* **AIM OF THE TASK**
Up to and including the line that contains "from pika.adapters import", reproduce every line exactly, beginning with the first line below.

* **Data excerpts**
PR #696, opened 2016-01-19
Client properties override

gmr:
Address #571 by creating an alternate way to override client properties. I don't think this belongs as a connection parameter, but rather at the Connection object level.

### DIFF
--- a/tests/unit/blocking_connection_tests.py
+++ b/tests/unit/blocking_connection_tests.py
@@ -4,6 +4,7 @@ Tests for pika.adapters.blocking_connection.BlockingConnection
 
 """
 import platform
+import socket
 
 from pika.exceptions import AMQPConnectionError
 
--- a/tests/unit/blocking_connection_tests.py
+++ b/tests/unit/blocking_connection_tests.py
@@ -3,7 +3,7 @@
 Tests for pika.adapters.blocking_connection.BlockingConnection
 
 """
-import socket
+import platform
 
 try:
     from unittest import mock
@@ -17,11 +17,14 @@ except ImportError:
     import unittest
 
 import pika
+from pika import connection
+from pika import exceptions
 from pika.adapters import blocking_connection
 
 
 class BlockingConnectionMockTemplate(blocking_connection.BlockingConnection):
     pass
+
 
 class SelectConnectionTemplate(blocking_connection.SelectConnection):
     is_closed = False
@@ -46,7 +49,8 @@ class BlockingConnectionTests(unittest.TestCase):
             on_open_callback=mock.ANY,
             on_open_error_callback=mock.ANY,
             on_close_callback=mock.ANY,
-            stop_ioloop_on_close=mock.ANY)
+            stop_ioloop_on_close=mock.ANY,
+            client_properties=None)
 
     @patch.object(blocking_connection, 'SelectConnection',
                   spec_set=SelectConnectionTemplate)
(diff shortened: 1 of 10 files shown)


vitaly-krugl:
The concept makes sense to me. Have not completed the review yet.

tests/unit/blocking_connection_tests.py
```diff
@@ -205,6 +210,46 @@ def test_sleep(self, select_connection_class_mock):
...
+                'connection.blocked': True,
+                'consumer_cancel_notify': True,
+                'publisher_confirms': True
+            },
+            'information': 'See http://pika.rtfd.org',
+            'version': pika.__version__
+        }
+        with mock.patch('pika.connection.Connection.connect'):
+            with self.assertRaises(exceptions.ConnectionClosed):
+                conn = blocking_connection.BlockingConnection()
```
vitaly-krugl: The `self.assertDictEqual` call below is unreachable because `blocking_connection.BlockingConnection()` raises an exception with the given setup

tests/unit/blocking_connection_tests.py
```diff
@@ -205,6 +210,46 @@ def test_sleep(self, select_connection_class_mock):
...
+                self.assertDictEqual(conn._client_properties, expectation)
```
vitaly-krugl: BlockingConnection doesn't have the `_client_properties` member, since it's not subclassed from the `Connection` hierarchy. The Connection hierarchy is reachable via `conn._impl`.

vitaly-krugl: I think that it might suffice only to test that the expected `client_properties` value was passed to the next layer (SelectConnection constructor). With unit tests, it might be better to isolate testing to the given layer/function. For this, as in `test_sleep`, simply patch `SelectConnection` and `_process_io_for_connection_setup`, then call `blocking_connection.BlockingConnection()`, and finally use `select_connection_class_mock.assert_called_once_with()` with the appropriate args to verify that the expected `client_properites` value was passed to SelectConnection (it would suffice to use `mock.ANY` for all args except `client_properties`) 

```
@patch.object(blocking_connection, 'SelectConnection',
                   spec_set=SelectConnectionTemplate)
```

tests/unit/tornado_tests.py
```diff
@@ -30,3 +35,41 @@ class TornadoConnectionTests(unittest.TestCase):
     def test_tornado_connection_call_parent(self, mock_init):
         obj = tornado_connection.TornadoConnection()
         mock_init.called_once_with(None, None, False)
+
+    def test_client_properties_default(self):
```
vitaly-krugl: Similarly to my `blocking_connection_test` feedback, this layer's unit test should avoid duplicating the logic from `connection_test` by simply testing to make sure that the expected `connection_properties` value was passed to the next layer (`BaseConnection` constructor)

vitaly-krugl:
Hi @gmr, I completed the code review. I found a couple of issues in the tests and also noted a suggestion for simplifying the test logic in the adapters.

vitaly-krugl:
@gmr: it's been bugging me a bit whether this should be part of ConnectionParameters and URLParameters. It's beginning to feel like these new client settings belong in those classes, along with the likes of `locale` and `virtual_host`, instead of additional constructor args in all of the adapters. The rationale is that all of them are used during the connection handshake, just like `locale` and `virtual_host`.

If you agree, then one challenge that might come up is how to encode the client overrides dict in the URL for URLParameters. There might be an easy solution for it. The user can serialize the overrides dict fragment via JSON and then combine it with the rest of their URL (using `urllib.quote`, if needed). URLParameters can then reverse the process for this new parameter.

vitaly-krugl:
@gmr: Hi Gavin, would you mind considering an alternative proposal for setting the client overrides via ConnectionParameters/URLParameters? Please read the rationale in my previous comment here. The alternative proposal is a functional implementation against my own fork https://github.com/vitaly-krugl/pika/pull/2 and is on top of PR #714. It includes support in all of the connection Parameters classes as well as tests. Please note that only three modules are affected by this proposal: connection.py and two test scripts.

gmr:
Reviewed the changes you made, they work for me.

PR #164, opened 2021-08-09
Use the built-in Resolv::IPv4::Regex

ekohl:


kenyon (approved):

bastelfreak (approved):

lib/beaker-puppet/helpers/puppet_helpers.rb
```diff
@@ -12,7 +12,7 @@ module PuppetHelpers
 
         # Return the regular expression pattern for an IPv4 address
         def ipv4_regex
-          return /(?:(?:25[0-5]|2[0-4][0-9]|[01]?[0-9][0-9]?)\.){3}(?:25[0-5]|2[0-4][0-9]|[01]?[0-9][0-9]?)/
+          Resolv::IPv4::Regex
```
joshcooper, line 15: Hi folks, the builtin regex uses `\A` and `\z` to match the beginning and end of the string:

```
irb(main):001:0> require 'resolv'
=> true
irb(main):002:0> Resolv::IPv4::Regex
=> /\A((?x-mi:0
               |1(?:[0-9][0-9]?)?
               |2(?:[0-4][0-9]?|5[0-5]?|[6-9])?
               |[3-9][0-9]?))\.((?x-mi:0
               |1(?:[0-9][0-9]?)?
               |2(?:[0-4][0-9]?|5[0-5]?|[6-9])?
               |[3-9][0-9]?))\.((?x-mi:0
               |1(?:[0-9][0-9]?)?
               |2(?:[0-4][0-9]?|5[0-5]?|[6-9])?
               |[3-9][0-9]?))\.((?x-mi:0
               |1(?:[0-9][0-9]?)?
               |2(?:[0-4][0-9]?|5[0-5]?|[6-9])?
               |[3-9][0-9]?))\z/
```

but the old version did not. As a result, this causes a regression in the `resolve_hostname_on` method, as we no longer match the IP address in the stderr output: https://github.com/voxpupuli/beaker-puppet/blob/3b0de16751fba4c13176193251d766c22b4a1f3b/lib/beaker-puppet/helpers/puppet_helpers.rb#L25-L28

Can you revert this change and release as 1.22.1 or 1.23.0?

PR #169, opened 2021-08-19
Prep for 1.22.1 release

tvpartytonight:


CHANGELOG.md
```diff
@@ -2,9 +2,17 @@
 
 All notable changes to this project will be documented in this file.
 
-## [v1.22.0](https://github.com/voxpupuli/beaker-puppet/tree/v1.22.0) (2021-08-17)
+## [v1.22.1](https://github.com/voxpupuli/beaker-puppet/tree/v1.22.1) (2021-08-19)
 
-[Full Changelog](https://github.com/voxpupuli/beaker-puppet/compare/1.21.0...v1.22.0)
+[Full Changelog](https://github.com/voxpupuli/beaker-puppet/compare/1.22.0...v1.22.1)
```
mwaggett, line 7: Can't put the `v` in there unless the tag will also contain a `v`, otherwise this link won't work. I don't see any other instances with `v`.
```suggestion
[Full Changelog](https://github.com/voxpupuli/beaker-puppet/compare/1.22.0...1.22.1)
```

smortex: The config says tag should start with a `v`:

https://github.com/voxpupuli/beaker-puppet/blob/0ac067e94b778bf31844a0f6f4140803261e73cd/Rakefile#L309

This was added in 0ac067e94b778bf31844a0f6f4140803261e73cd maybe we ant to adjust it?

bastelfreak: was a typo from my side. most gems we have have the prefixed `v`, but we don't want to change the existing naming scheme. Since older releases have no v we should not add it.

bastelfreak (approved):

PR #170, opened 2021-08-31
Add el8 support for install_puppet_on

gcampbell12:
beaker has support for an `el-8-*` platform but the `install_puppet_on` function does not recognise this platform

### DIFF
--- a/lib/beaker-puppet/install_utils/foss_utils.rb
+++ b/lib/beaker-puppet/install_utils/foss_utils.rb
@@ -303,7 +303,7 @@ module Beaker
             # run_in_parallel option includes install
             run_in_parallel = run_in_parallel? opts, @options, 'install'
             block_on hosts, { :run_in_parallel => run_in_parallel } do |host|
-              if host['platform'] =~ /el-(5|6|7)/
+              if host['platform'] =~ /el-(5|6|7|8)/
                 relver = $1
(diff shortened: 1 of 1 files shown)


smortex (approved):

lib/beaker-puppet/install_utils/foss_utils.rb
```diff
@@ -303,7 +303,7 @@ def install_puppet_on(hosts, opts = options)
             # run_in_parallel option includes install
             run_in_parallel = run_in_parallel? opts, @options, 'install'
             block_on hosts, { :run_in_parallel => run_in_parallel } do |host|
-              if host['platform'] =~ /el-(5|6|7)/
+              if host['platform'] =~ /el-(5|6|7|8)/
```
ekohl, line 306: I wonder if it should assume it also works in the future (it'll likely work on EL9 too). Perhaps even ignore EL 4 and older. Nobody cares about those anymore.
```suggestion
              if host['platform'] =~ /el-(\d+)/
```

You could even merge it with fedora below if you also match on the first part.

gcampbell12: This makes sense to me, have pushed a change to merge with the fedora option as suggested

ekohl (approved):

ekohl:
@smortex want to recheck?

smortex:
:+1:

* **ANSWER AREA**
PR #696, opened 2016-01-19
Client properties override

gmr:
Address #571 by creating an alternate way to override client properties. I don't think this belongs as a connection parameter, but rather at the Connection object level.

### DIFF
--- a/tests/unit/blocking_connection_tests.py
+++ b/tests/unit/blocking_connection_tests.py
@@ -4,6 +4,7 @@ Tests for pika.adapters.blocking_connection.BlockingConnection
 
 """
 import platform
+import socket
 
 from pika.exceptions import AMQPConnectionError
 
--- a/tests/unit/blocking_connection_tests.py
+++ b/tests/unit/blocking_connection_tests.py
@@ -3,7 +3,7 @@
 Tests for pika.adapters.blocking_connection.BlockingConnection
 
 """
-import socket
+import platform
 
 try:
     from unittest import mock
@@ -17,11 +17,14 @@ except ImportError:
     import unittest
 
 import pika
+from pika import connection
+from pika import exceptions
 from pika.adapters import blocking_connection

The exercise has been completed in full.